Much of the coverage has centered around the Taliban’s takeover and the tragic events unfolding at the Kabul airport. Meanwhile, others who are in danger — including Christians and members of other religious minorities — are in hiding.

I covered the 9/11 attacks in New York City that day. I can’t help but recall that morning with the 20th anniversary of those attacks approaching. The desperate actions of those stuck in the World Trade Center that day resulted in people jumping off those burning buildings. The very same thing happened just last week when Afghans looking to flee the Taliban grabbed onto military planes as they took off, only to fall out of the sky.

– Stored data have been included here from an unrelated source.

PR #1562, opened 2026-02-26
[Store]Optimize uring file support for SSD offloading

zhangzuo21:
## Type of Change

* Types
  - [ ] Bug fix
  - [ ✅] New feature
    - [ ] Transfer Engine
    - [ ✅] Mooncake Store
    - [ ] Mooncake EP
    - [ ] Integration
    - [ ] P2P Store
    - [ ] Python Wheel
  - [ ] Breaking change
  - [ ] CI/CD
  - [ ] Documentation update
  - [ ] Other

## Checklist

- [ ✅] I have performed a self-review of my own code.
- [ ✅] I have formatted my own code using `./scripts/code_format.sh` before submitting.
- [ ] I have updated the documentation.
- [ ] I have added tests to prove my changes are effective.

## Summary

This PR contains three independent improvements to the offload (SSD-backed) path in Mooncake Store.

### 1. Per-thread io_uring ring (`uring_file.cpp`)

Previously each `UringFile` instance owned its own `io_uring` ring, which meant every file open/close incurred the overhead of `io_uring_queue_init` / `io_uring_queue_exit` system calls, and concurrent I/O across threads required mutex protection on the shared ring.

This PR replaces the per-file ring with a `thread_local SharedUringRing` singleton. Each thread initializes exactly one ring on first use and the ring lives for the lifetime of that thread. Key benefits:

- **Zero mutex contention**: each ring is exclusively owned by its thread; no locking is needed for I/O operations.
- **Drastically reduced syscall overhead**: ring init/exit no longer happens on every file open/close.
- **Better NVMe queue depth utilization**: within a single thread, multiple SQEs can be batched and submitted together (up to `QUEUE_DEPTH=32`), exposing deeper device parallelism.
- **Fixed-buffer registration**: the registered memory buffer is stored globally (`g_buf`) and lazily registered on each thread-local ring on first use, maintaining zero-copy I/O across all threads.

### 2. Early load buffer release via RPC (`real_client.cpp` — `batch_get_into_offload_object_internal`)

When an object is loaded from SSD and transferred from one client to another over the network, the sender holds a load buffer for that object until a GC lease TTL expires. Previously the buffer was not reclaimed until this timer fired.

This PR adds a fire-and-forget `release_offload_buffer` RPC call sent by the receiver immediately after the data transfer completes. The sender releases the load buffer upon receiving this RPC, reclaiming the memory much earlier than the GC deadline. If the RPC fails (e.g., network issue), the existing GC mechanism acts as a safety backstop.

[...]

PR #3073, opened 2026-07-23
[Store] Fix silent data corruption in io_uring read path (#3066)

### LINKED ISSUE #3066: [Bug]: Silent data corruption risk on Linux 5.15 when using io_uring offload due to broken short-read validation logic
## Environment
- Kernel version: `5.15.0-140-generic` (Ubuntu 22.04 Jammy LTS)
- Feature flag enabled: `MOONCAKE_OFFLOAD_USE_URING=true`
- Storage: Local NVMe disk with O_DIRECT enabled

## Symptom
Non-deterministic data precision / CRC mismatch errors occur randomly during bucket load operations. The issue cannot be reproduced stably, and no explicit IO error code is returned to upper-layer callers, making silent corruption invisible to users.

### Trigger Condition
The corruption appears when io_uring short-read events happen under Linux 5.15:
1. Short reads return successful CQE status without error codes
2. Unfinished trailing buffer regions retain stale dirty memory data
3. Truncated valid business payload leads to mismatched CRC / data inconsistency

## Root Cause Suspect & Code Reference
`mooncake-store/src/uring_file.cpp`, `mooncake-store/src/storage_backend.cpp`,
Line: 
https://github.com/kvcache-ai/Mooncake/blob/592f117822adde8991d4577545ae3a4b0694f870/mooncake-store/src/uring_file.cpp#L274,
https://github.com/kvcache-ai/Mooncake/blob/592f117822adde8991d4577545ae3a4b0694f870/mooncake-store/src/storage_backend.cpp#L1952

There is a confusing assignment logic after invoking `uring_file->read_aligned()`:

```C++
#ifdef USE_URING
          // Try to use read_aligned for O_DIRECT I/O if file is UringFile
          UringFile* uring_file = dynamic_cast<UringFile*>(file.get());
          if (uring_file != nullptr) {
              ... ...
              read_res = uring_file->read_aligned(
                  plan.dest_slice.ptr, aligned_size, aligned_offset);

              if (read_res) {
                  ... ...
                  read_res = plan.dest_slice.size;
              }
          } else
#endif
            ... ...

            if (read_res.value() != plan.dest_slice.size) {
                LOG(ERROR) << "Read size mismatch for key: " << plan.key
                           << ", expected: " << plan.dest_slice.size
                           << ", got: " << read_res.value();
                return tl::make_unexpected(ErrorCode::FILE_READ_FAIL);
            }
        }
    }
```
The variable `read_res` which stores the actual IO byte count returned by io_uring is overwritten by the expected full slice size.
All subsequent short-read validation logic based on `read_res` will always evaluate to `false`:

- The code cannot detect real short reads from the underlying io_uring layer
- No `ErrorCode::FILE_READ_FAIL` will be propagated to upstream
- Silent truncated data is passed to business logic without any alert

## Questions

1. What is the design intention of overwriting `read_res = plan.dest_slice.size` at line 1952? Why override the real IO read result returned by `read_aligned()`?
2. How does Mooncake guarantee data correctness for the io_uring offload path?
3. Are there existing safeguards (buffer cleanup, strict short-read rejection, mandatory retries) to avoid silent stale-buffer data corruption?

### Before submitting...

LujhCoconut:
## Description

Fix silent data corruption in `BucketStorageBackend::BatchLoad` io_uring path when short reads occur. (#3066)

Two bugs:

1. **`read_res` overwritten before validation** (`storage_backend.cpp`): after a successful `read_aligned`, the real IO byte count is replaced with the expected value, making the downstream short-read check dead code.
2. **No stale CQE filtering** (`uring_file.cpp`): `collect()` uses `io_uring_for_each_cqe` to consume all available CQEs regardless of which operation submitted them. Stale CQEs from a previously failed batch can contaminate the current byte count.

**Trigger chain:** 

`BatchLoad` → `read_aligned` → `submit_rw` → `collect()` → `io_uring_for_each_cqe` (consumes all CQEs, no `user_data` filter) → `read_res = plan.dest_slice.size` (overwrites real result) → downstream check dead → short read passes silently → truncated data returned to caller.

**Fix:**

- Add a `min_required` check before pointer adjustment: `read_res.value() >= offset_in_buffer + data_size`. Short reads fail with `FILE_READ_FAIL`.
- Tag each operation with a monotonic `op_id` via `sqe->user_data`, rewrite `collect()` to filter out CQEs with non-matching `user_data`. Uses peek-then-wait to avoid extra syscalls on the common path.

Both fixes are required together: the `user_data` filter prevents stale CQEs from making the byte count coincidentally pass the `min_required` check.

Zero-copy and `AllocateBatch` oversized allocation are unchanged.

Closes #3066.

## Module

## Type of Change

- [x] Bug fix

## How Has This Been Tested?

**Test commands:**
```bash
# Bucket backend with io_uring, full verification
./storage_backend_bench --backend=bucket --test=load --use_uring --verify_rate=1 --num_operations=1000
```

## Checklist

- [ ] For changes >500 LOC: N/A (~70 lines)

## AI Assistance Disclosure

- [x] AI tools were used

Claude Code was used for code analysis and plan review. All changes reviewed and understood by the submitter.

### DIFF
--- a/mooncake-store/src/storage_backend.cpp
+++ b/mooncake-store/src/storage_backend.cpp
@@ -1945,10 +1945,34 @@ tl::expected<void, ErrorCode> BucketStorageBackend::BatchLoad(
                     plan.dest_slice.ptr, aligned_size, aligned_offset);
 
                 if (read_res) {
-                    // Adjust ptr to point to actual data start (no memcpy)
+                    // Verify the aligned read returned enough bytes
+                    // to cover the actual data region.  read_aligned
+                    // reads the full aligned range [aligned_offset,
+                    // aligned_end); the caller-visible data starts at
+                    // offset_in_buffer into that buffer and spans
+                    // plan.dest_slice.size bytes.
+                    size_t min_required =
+                        static_cast<size_t>(offset_in_buffer) +
+                        plan.dest_slice.size;
+                    if (read_res.value() < min_required) {
+                        LOG(ERROR)
+                            << "read_aligned short read for key: " << plan.key
+                            << ", bucket_id=" << plan.bucket_id
+                            << ", expected at least: " << min_required
+                            << " (aligned_size=" << aligned_size
+                            << ", data_size=" << plan.dest_slice.size << ")"
+                            << ", got: " << read_res.value();
+                        return tl::make_unexpected(ErrorCode::FILE_READ_FAIL);
+                    }
+                    // Adjust ptr to point to actual data start
+                    // (zero-copy: no memcpy, buffer was oversized by
+                    // AllocateBatch to accommodate the aligned read)
                     batch_object.at(plan.key).ptr =
                         static_cast<char*>(plan.dest_slice.ptr) +
                         offset_in_buffer;
+                    // Normalize read_res so the common validation
+                    // below passes.  The real short-read check was
+                    // already done above (min_required).
                     read_res = plan.dest_slice.size;
                 }
             } else
--- a/mooncake-store/src/uring_file.cpp
+++ b/mooncake-store/src/uring_file.cpp
@@ -144,6 +144,7 @@ class SharedUringRing {
     tl::expected<size_t, ErrorCode> batch_read(int fd, const ReadDesc* descs,
                                                int cnt) {
         ensure_buf_registered();
+        uint64_t op = ++op_id_;
         size_t total = 0;
         int remaining = cnt;
         int idx = 0;
@@ -162,9 +163,10 @@ class SharedUringRing {
                     io_uring_prep_read_fixed(sqe, fd, d.buf, d.len, d.off, 0);
                 else
                     io_uring_prep_read(sqe, fd, d.buf, d.len, d.off);
+                sqe->user_data = op;
             }
 
-            auto res = collect(batch);
+            auto res = collect(batch, op);
             if (!res) return res;
             total += res.value();
             idx += batch;
@@ -183,9 +185,11 @@ class SharedUringRing {
             LOG(ERROR) << "[SharedUringRing] SQ full (fsync)";
             return tl::make_unexpected(ErrorCode::INTERNAL_ERROR);
         }
+        uint64_t op = ++op_id_;
         io_uring_prep_fsync(sqe, fd, IORING_FSYNC_DATASYNC);
+        sqe->user_data = op;
 
-        auto res = collect(1);
+        auto res = collect(1, op);
         if (!res) return tl::make_unexpected(res.error());
         return {};
     }
@@ -253,8 +257,16 @@ class SharedUringRing {
         return value;
     }
 
-    // Drain exactly @expected CQEs and accumulate bytes.
-    tl::expected<size_t, ErrorCode> collect(int expected) {
+    // Drain exactly @expected CQEs matching @op_id and
+    // accumulate bytes.  Stale CQEs (user_data != op_id, e.g. from
+    // a previous batch_read / submit_rw that hit an error and left
+    // in-flight SQEs) are silently consumed and discarded.
+    //
+    // Uses peek-then-wait: after io_uring_submit_and_wait most CQEs
+    // are already available, so io_uring_peek_cqe() succeeds without
+    // a syscall in the common case.  io_uring_wait_cqe() only kicks
+    // in when the ring is unexpectedly drained (stale CQE storms).
+    tl::expected<size_t, ErrorCode> collect(int expected, uint64_t op_id) {
         int ret = io_uring_submit_and_wait(&ring_, expected);
         if (ret < 0) {
             LOG(ERROR) << "[SharedUringRing] io_uring_submit_and_wait: "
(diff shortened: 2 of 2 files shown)


mooncake-store/src/storage_backend.cpp
```diff
@@ -1945,10 +1945,34 @@ tl::expected<void, ErrorCode> BucketStorageBackend::BatchLoad(
...
+                    // Verify the aligned read returned enough bytes
+                    // to cover the actual data region.  read_aligned
+                    // reads the full aligned range [aligned_offset,
+                    // aligned_end); the caller-visible data starts at
+                    // offset_in_buffer into that buffer and spans
+                    // plan.dest_slice.size bytes.
+                    size_t min_required =
+                        static_cast<size_t>(offset_in_buffer) +
+                        plan.dest_slice.size;
+                    if (read_res.value() < min_required) {
```
fcczzz: `read_res` is the aggregate byte count returned by `submit_rw()`, but `read_aligned()` may split one aligned range into multiple independent SQEs.

Therefore, `read_res >= min_required` does not guarantee that the contiguous buffer range `[0, min_required)` has been populated.

For example, with `aligned_size = 8192`, `offset_in_buffer = 100`, and `data_size = 4096`, the read is split into two 4 KiB SQEs. If the first SQE returns 100 bytes and the second returns 4096 bytes, the aggregate result is 4196, so this check passes. However, most of the caller-visible range `[100, 4196)` is still uninitialized/stale.

Could we retain per-SQE metadata (requested length and buffer offset) and validate each completion, or compute the actual covered intervals and verify that they cover the full caller-visible data range?

LujhCoconut: Partially addressed: the defensive check is now in; the per-SQE metadata approach is rejected for current state.

Change the validation to require the FULL aligned range instead of the caller-visible minimum:

```cpp
read_res.value() != aligned_size  -> FILE_READ_FAIL
```

The fix rests on the 4096-alignment invariant chain, which makes this full-length check both sound and free of false rejections:

1. Bucket files are written by `WriteBucket()` zero-padded up to `align_up(total_size, kDirectIOAlignment)` (4096), so the file size is always a multiple of 4096.
2. The read range `[aligned_offset, aligned_end)` is 4096-aligned on both ends, and `aligned_end <= align_up(total_size) = file_size`, so EOF can never fall inside the read range.
3. `submit_rw()` chunks are all multiples of 4096 (`MIN_CHUNK = 4096`, power-of-two sizing), and no CQE can return more than requested — hence aggregate == requested total iff every SQE read its full chunk.

Given (2), any short read inside the range is genuinely anomalous, so rejecting it is the correct behavior. Given (3), this one-line check is equivalent to per-SQE validation: the "hole + compensation" scenario you described (an early SQE short read masked by tail padding) can no longer pass, because any short SQE makes the aggregate strictly less than `aligned_size`.

Per-SQE metadata tracking would buy nothing extra here while touching the shared hot I/O path (`submit_rw` / `collect`) and adding interface complexity. The aggregate-only semantics of `collect()` are still worth hardening separately (per-CQE length validation inside `submit_rw`, which would also cover `submit_vector` / `batch_read`), but that belongs in its own PR.

fcczzz: Thanks for the clarification. I agree that requiring `read_res == aligned_size` addresses my original aggregate-compensation concern, provided that the complete aligned range is always expected to be readable.
However, after tracing the current write path, that padding invariant does not appear to hold. `WriteBucket()` calls `BucketStorageBackend::OpenFile(..., FileMode::Write)`, while `OpenFile()` only returns a UringFile for `FileMode::Read`. Therefore, the `dynamic_cast<UringFile*>` in `WriteBucket()` is always null for this path, and writes take the `PosixFile::vector_write()` fallback, which writes exactly bucket_metadata->data_size without 4K padding.
This behavior predates this PR and appears intentional since #1562, which changed bucket writes back to buffered I/O specifically to avoid alignment padding. When uring is enabled, the current behavior is therefore an unpadded POSIX write followed by an aligned O_DIRECT/io_uring read.
For an object near EOF, the aligned read may legitimately return less than aligned_size while still covering the complete object payload. The new equality check would reject that valid read.

mooncake-store/src/uring_file.cpp
```diff
@@ -263,19 +275,34 @@ class SharedUringRing {
...
+        while (processed < expected) {
+            struct io_uring_cqe* cqe;
+            int wait_ret = io_uring_peek_cqe(&ring_, &cqe);
+            if (wait_ret == -EAGAIN) {
+                wait_ret = io_uring_wait_cqe(&ring_, &cqe);
+            }
+            if (wait_ret < 0) {
+                LOG(ERROR) << "[SharedUringRing] CQE wait error: "
+                           << strerror(-wait_ret);
+                return tl::make_unexpected(ErrorCode::INTERNAL_ERROR);
```
fcczzz, line 289: Returning here does not guarantee that the current operation has stopped. Its SQEs may already have been submitted, and a wait error such as -EINTR does not cancel them. The caller may then release or reuse the destination buffer while those reads are still in flight, allowing a late completion to overwrite memory belonging to a later operation.
Filtering the stale CQE on the next call only discards the notification; it does not undo the I/O's buffer write.

mooncake-store/src/uring_file.cpp
```diff
@@ -253,8 +257,16 @@ class SharedUringRing {
...
+    // accumulate bytes.  Stale CQEs (user_data != op_id, e.g. from
+    // a previous batch_read / submit_rw that hit an error and left
+    // in-flight SQEs) are silently consumed and discarded.
+    //
+    // Uses peek-then-wait: after io_uring_submit_and_wait most CQEs
+    // are already available, so io_uring_peek_cqe() succeeds without
+    // a syscall in the common case.  io_uring_wait_cqe() only kicks
+    // in when the ring is unexpectedly drained (stale CQE storms).
+    tl::expected<size_t, ErrorCode> collect(int expected, uint64_t op_id) {
         int ret = io_uring_submit_and_wait(&ring_, expected);
```
fcczzz, line 270: io_uring_submit_and_wait() returns the number of SQEs actually submitted, not a boolean success value. Treating every non-negative return as a full submission assumes that all expected SQEs belonging to the current op_id were submitted.
If fewer current SQEs are submitted—particularly when stale completions satisfy part of wait_nr—the loop below still waits for expected matching CQEs and can block forever waiting for completions that will never exist. If old unsubmitted SQEs are still present in the SQ, even ret == expected would not prove that all of them belong to the current operation.

LujhCoconut: Thanks. I agree with this point, but it's out of scope for this PR. Handling in-flight SQEs after a wait error requires more careful consideration — it should be addressed in a follow-up fix.

mooncake-store/src/uring_file.cpp
LujhCoconut: I agree — if a wait error occurs after submission, the in-flight SQEs are not cancelled, and a late CQE could theoretically write into a buffer that has already been released. That said, this is an existing issue (the old code had the same gap), the probability is extremely low in practice, and a proper fix (e.g., IORING_OP_ASYNC_CANCEL on the error path) would be invasive enough to warrant a separate design discussion. I'd prefer to track this as a known limitation and address it in a follow-up.

fcczzz (approved):

ykwd (approved):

Those images served as a bookend to the U.S.’s involvement in Afghanistan. Rod Dreher, who covered the 9/11 attacks and was my colleague at the New York Post at the time, recently noted the following regarding the U.S.’s time in Afghanistan and the nation-building fiasco that took place:

We are such an unserious nation. I am a practicing Christian who hates the way Christians are treated in many Islamic countries. But I have enough common sense to know that it does not advance America’s national interest to give host countries the finger by displaying a symbol of Christianity to defy their local norms.

This isn’t a post about the culture wars or what the U.S. did right and wrong in Afghanistan since 2002. I will let others do that. Instead, I want to place a spotlight on the important work of Christian groups across Afghanistan over the years, the little mention they have received by the secular press and how one recent story illustrates both the plight of Afghan refugees and how those who converted to Catholicism who now live outside the country have been crucial in helping people get out.

What has largely been viewed as a military operation until now is quickly turning into a humanitarian mission, one that may yet require some military support. Nonetheless, the major newspapers and cable channels in this country still largely cover the Afghan crisis through a political lens — like they do most subjects — and have largely underreported the work of the church.